Researcher Affiliation Industry Ruobing Xie*, Shaoliang Zhang , Rui Wang, Feng Xia, Leyu Lin We Chat Search Application Department, Tencent, China ruobingxie@tencent.com
Pseudocode No The paper describes its methods in prose and with diagrams (e.g., Fig 2), but does not include any explicit pseudocode blocks or algorithms.
Open Source Code Yes The source codes are released in https://github.com/modriczhang/HRL-Rec.
Open Datasets No The paper states: 'we build a new dataset IRec-4B from a real-world integrated recommendation system named We Chat Top Stories.' and 'All data are preprocessed via data masking to protect user privacy.' However, it does not provide any concrete access information (link, DOI, repository, or citation) for this dataset, and the privacy masking suggests it is not publicly available.

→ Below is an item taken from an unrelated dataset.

PR #3924, opened 2016-10-02
Don't solve for executables in legacy install codepath.

### LINKED ISSUE #3912: Assertion failure in D.C.Install
With current master, when I do:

Dataset Splits No The paper states: 'We split these instances into a train set and a test set using the chronological order.' It mentions a train and test set, but does not explicitly describe a separate validation split or how it was used.
Hardware Specification No The paper does not specify the hardware used for the experiments, such as particular GPU models, CPU types, or cloud computing instances.
Software Dependencies No The paper mentions using 'Adam for optimization' but does not specify version numbers for any software libraries, frameworks, or programming languages used.
Experiment Setup Yes HRL-Rec takes top 200 items in each channel as inputs and output top 10 heterogeneous items. The maximum length of input sequence is 50 for both agents. The dimensions of the aggregated feature embeddings and the item/channel embeddings are 128 and 32. We utilize a 4-head self-attention, and set the discount factor as γ = 0.3. In training, we use Adam for optimization with the batch size set as 256. We conduct a grid search for parameter selection. All models share the same features and experimental settings. We empirically set the loss weights λl : λh : λc : λs = 5 : 5 : 1 : 1 according to model performances. For fast and stable convergence, we update Critics with a higher frequency (usually 5 to 30 times) than Actors, and also conduct a distributed learning with asynchronous gradient optimization.